In retrospect, it was a combination of peculiar circumstances — and considerable luck — that gave ITC the lead in a dramatic new technology. Although the company took the position that their discoveries were entirely benign, their so-called recovery expedition showed the dangers only too clearly. Two people died, one vanished, and another suffered serious injuries. Certainly, for the young graduate students who undertook the expedition, this new quantum technology, harbinger of the twenty-first century, proved anything but benign.
* * *
A typical episode of private warfare occurred in 1357. Sir Oliver de Vannes, an English knight of nobility and character, had taken over the towns of Castelgard and La Roque, along the Dordogne River. By all accounts, this “borrowed lord” ruled with honest dignity, and was beloved by the people. In April, Sir Oliver’s lands were invaded by a rampaging company of two thousand brigandes, renegade knights under the command of Arnaut de Cervole, a defrocked monk known as “the Archpriest.” After burning Castelgard to the ground, Cervole razed the nearby Monastery of Sainte-Mère, murdering monks and destroying the famed water mill on the Dordogne. Cervole then pursued Sir Oliver to the fortress of La Roque, where a terrible battle followed.
Oliver defended his castle with skill and daring. Contemporary accounts credit Oliver’s efforts to his military adviser, Edwardus de Johnes.
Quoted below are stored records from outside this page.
PR #1949, opened 2024-02-20
don't cache csr and sar resource in yurthub

### LINKED ISSUE #1880: [feature request]yurthub doesn't need to cache certificatesigningrequests and subjectaccessreviews resource
1. Certain clients, such as kubelet, submit certificatesigningrequests (CSRs) and subjectaccessreviews (SARs) requests to the kube-apiserver via yurthub.

2. Yurthub is not required to cache the responses to these requests, as clients will not utilize cached CSRs or SARs data upon restart.

so we can add `check whether resource is CSRs or SARs` in the following function:

https://github.com/openyurtio/openyurt/blob/9fb701eb8b5d50c97674f441fede8273149fec73/pkg/yurthub/cachemanager/cache_manager.go#L709-L790

please add the following code in the above function:

```
var nonCacheableResources = map[string]struct{}{
    "certificatesigningrequests": {},
    "subjectaccessreviews": {},
}

if _, ok := nonCacheableResources[info.Resource]; ok {
    return false
}
```

at the same time, please add unit test cases into `TestCanCacheFor` func in `cache_manager_test.go` file.

**others**
/kind feature

rambohe-ch:
/kind feature

don't cache csr and sar resource on edge nodes

Fixes #1880

```release-note

```

### DIFF
--- a/pkg/yurthub/cachemanager/cache_manager.go
+++ b/pkg/yurthub/cachemanager/cache_manager.go
@@ -52,6 +52,11 @@ import (
 
 var (
 	ErrInMemoryCacheMiss = errors.New("in-memory cache miss")
+
+	nonCacheableResources = map[string]struct{}{
+		"certificatesigningrequests": {},
+		"subjectaccessreviews":       {},
+	}
 )
 
 // CacheManager is an adaptor to cache runtime object data into backend storage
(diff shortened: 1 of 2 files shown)


YTGhost (approved):
/lgtm

PR #1950, opened 2024-02-20
fix cache manager panic in yurthub

rambohe-ch:
/kind bug

##### background:

yurt-hub-cfg configmap is used in multiple places, like:
- https://github.com/openyurtio/openyurt/blob/master/pkg/yurthub/cachemanager/cache_agent.go#L72
- https://github.com/openyurtio/openyurt/blob/master/pkg/yurthub/filter/approver.go#L126

In the [cache manager](https://github.com/openyurtio/openyurt/blob/master/pkg/yurthub/cachemanager/cache_agent.go#L72), configmap is read, but in the [approver](https://github.com/openyurtio/openyurt/blob/master/pkg/yurthub/filter/approver.go#L126), configmap is modified, so a panic maybe triggered.

##### solution:

deepcopy configmap before modify to avoid panic.

Fixes #

```release-note

```

### DIFF
--- a/pkg/yurthub/filter/approver.go
+++ b/pkg/yurthub/filter/approver.go
@@ -128,11 +128,13 @@ func (a *approver) updateConfigMap(oldObj, newObj interface{}) {
 	if !ok {
 		return
 	}
+	oldCM = oldCM.DeepCopy()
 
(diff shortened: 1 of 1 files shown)


YTGhost (approved):
/lgtm

PR #1959, opened 2024-02-27
feat: improve hostNetwork mode of NodePool by adding NodeAffinity to pods with specified annotation (#1935)

### LINKED ISSUE #1935: [feature request]improve hostNetwork mode of NodePool

- background:

A filter named [hostnetworkpropagation](https://github.com/openyurtio/openyurt/blob/master/pkg/yurthub/filter/hostnetworkpropagation/filter.go) in YurtHub component is used for mutating `pod.spec.HostNetwork` field to true in order to adapt hostNetwork mode NodePool. All pods on nodes in the hostNetwork mode NodePool should share the Host network namespace because cni plugin and component(like flannel) have not been installed in the hostNetwork mode NodePool.

But there is a scenario that pods with hostNetwork=false which use the same ports maybe scheduled to the same node in hostNetwork mode NodePool,  then the filter on the node mutate pod hostNetwork field from false to true, so ports conflict will happen and cause pods start failure. this problem is a out of expectation.
 
- solution:

1. It is not a good idea to mutate pod hostNetwork field to true directly, because this maybe cause pods failure. so i think that it is a good idea to add `NodeAffinity` to pods in order to avoid pods to be scheduled on the nodes in the hostNetwork mode NodePool.

2. Pods which don't want to be scheduled to nodes in hostNetwork mode NodePool should be specified by annotation explicitly, and the pod is `annotation["apps.openyurt.io/exclude-host-network-pool"] = true`

3. A webhook will be added in yurt-manager component for adding NodeAffinity to pods with `annotation["apps.openyurt.io/exclude-host-network-pool"] = true`.  Because all nodes in hostNetwork mode Nodepool have `labels[nodepool.openyurt.io/hostnetwork] = true`, so the NodeAffinity will be as following:

```
  affinity:
    nodeAffinity:
      requiredDuringSchedulingIgnoredDuringExecution:
        nodeSelectorTerms:
        - matchExpressions:
          - key: nodepool.openyurt.io/hostnetwork
            operator: NotIn
            values:
            - "true"
```

**others**
/kind feature

huangchenzhao:
#### What type of PR is this?

> /kind feature

A mutating webhook is introduced in yurt-manager component for adding NodeAffinity to pods with `annotation["apps.openyurt.io/exclude-host-network-pool"] = true`. The NodeAffinity indicates that the pods don't want to be scheduled to nodes in hostNetwork mode NodePool.

Users should add `annotation ["apps.openyurt.io/exclude-host-network-pool"] = true` manually to pods if they don't want to run pods on edge nodes in hostNetwork mode nodepool.

Fixes #1935


charts/yurt-manager/templates/yurt-manager-auto-generated.yaml
```diff
@@ -632,6 +632,27 @@ webhooks:
...
+  failurePolicy: Ignore
+  name: mutate.core.v1.pod.openyurt.io
+  rules:
+  - apiGroups:
+    - ""
+    apiVersions:
+    - v1
+    operations:
+    - CREATE
+    - UPDATE
```
rambohe-ch, line 652: Only intercept `CREATE` pod is enough, because of pods are managed by workloads like Deployment, so pods will be recreated if annotation is changed. please remove `UPDATE` operation.

pkg/yurtmanager/webhook/pod/v1alpha1/pod_default.go
```diff
@@ -0,0 +1,60 @@
...
+									Operator: corev1.NodeSelectorOpNotIn,
+									Values:   []string{"true"},
+								},
+							},
+						},
+					},
+				},
+			},
+		}
+	}
```
rambohe-ch, line 58: we should not overwrite the existing `pod.Spec.Affinity`, this means we need to append affinity only.

rambohe-ch:
@huangchenzhao filter [hostnetworkpropagation](https://github.com/openyurtio/openyurt/tree/master/pkg/yurthub/filter/hostnetworkpropagation) also should be removed.

charts/yurt-manager/templates/yurt-manager-auto-generated.yaml
```diff
@@ -632,6 +632,27 @@ webhooks:
...
   sideEffects: None
+- admissionReviewVersions:
+  - v1
+  - v1beta1
+  clientConfig:
+    service:
+      name: yurt-manager-webhook-service
+      namespace: {{ .Release.Namespace }}
+      path: /mutate-core-openyurt-io-v1-pod
+  failurePolicy: Ignore
```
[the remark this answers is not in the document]
huangchenzhao: yes, already set failurePolicy to Ignore.

charts/yurt-manager/templates/yurt-manager-auto-generated.yaml
huangchenzhao: reasonable, `UPDATE` is redundant, fixed.

pkg/yurtmanager/webhook/pod/v1alpha1/pod_default.go
huangchenzhao: that's right, fixed.

huangchenzhao:
> @huangchenzhao filter [hostnetworkpropagation](https://github.com/openyurtio/openyurt/tree/master/pkg/yurthub/filter/hostnetworkpropagation) also should be removed.

removed

rambohe-ch (approved):

PR #1964, opened 2024-03-04
fix: ensure local proxy can handle requests with the same path but with different selector

### LINKED ISSUE #1963: [BUG] the controller on edge node can not list same path but with different selector when edge node is offline
**What happened**:
the CanCacheFor() method filters out requests with the same path but different selector, so the controller on edge node can not list same path but with different selector when edge node is offline.

YurtHub is capable of correctly proxying requests that have the same path but different selectors when edge node is offline.

**Environment**:
- OpenYurt version:
- Kernel (e.g. `uname -a`):
- Install tools:
- Others:

**others**

/kind bug

windnod:
#### What type of PR is this?
/kind bug

skip the check for the same path list requests, when the localproxy use the canCacheFor() method

Fixes #1963

### DIFF
--- a/pkg/yurthub/cachemanager/cache_manager.go
+++ b/pkg/yurthub/cachemanager/cache_manager.go
@@ -50,6 +50,11 @@ import (
 	"github.com/openyurtio/openyurt/pkg/yurthub/util"
 )
 
+const (
+	CanCacheForRemote = "remote"
+	CanCacheForLocal  = "local"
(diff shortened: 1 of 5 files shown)


rambohe-ch:
@windnod Thanks for posting pull request. I have commented the issue #1963 , and we need to have more discussion about this case before we merge this pull request. sorry to response you lately.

Little is known of this man, around whom a Merlin-like mythology grew up: it was said he could vanish in a flash of light. The chronicler Audreim says Johnes came from Oxford, but other accounts say he was Milanese. Since he traveled with a team of young assistants, he was most likely an itinerant expert, hiring himself out to whoever paid for his services. He was schooled in the use of gunpowder and artillery, a technology new at that time. . . .
Ultimately, Oliver lost his impregnable castle when a spy opened an inside passage, allowing the Archpriest’s soldiers to enter. Such betrayals were typical of the complex intrigues of that time.
From The Hundred Years War in France
by M. D. Backes, 1996
“Anyone who is not shocked by quantum theory does not understand it.”
NEILS BOHR, 1927
“Nobody understands quantum theory.”
RICHARD FEYNMAN, 1967
* * *
He should never have taken that shortcut.
Dan Baker winced as his new Mercedes S500 sedan bounced down the dirt road, heading deeper into the Navajo reservation in northern Arizona. Around them, the landscape was increasingly desolate: distant red mesas to the east, flat desert stretching away in the west. They had passed a village half an hour earlier — dusty houses, a church and a small school, huddled against a cliff — but since then, they’d seen nothing at all, not even a fence. Just empty red desert. They hadn’t seen another car for an hour. Now it was noon, the sun glaring down at them. Baker, a forty-year-old building contractor in Phoenix, was beginning to feel uneasy. Especially since his wife, an architect, was one of those artistic people who wasn’t practical about things like gas and water. His tank was half-empty. And the car was starting to run hot.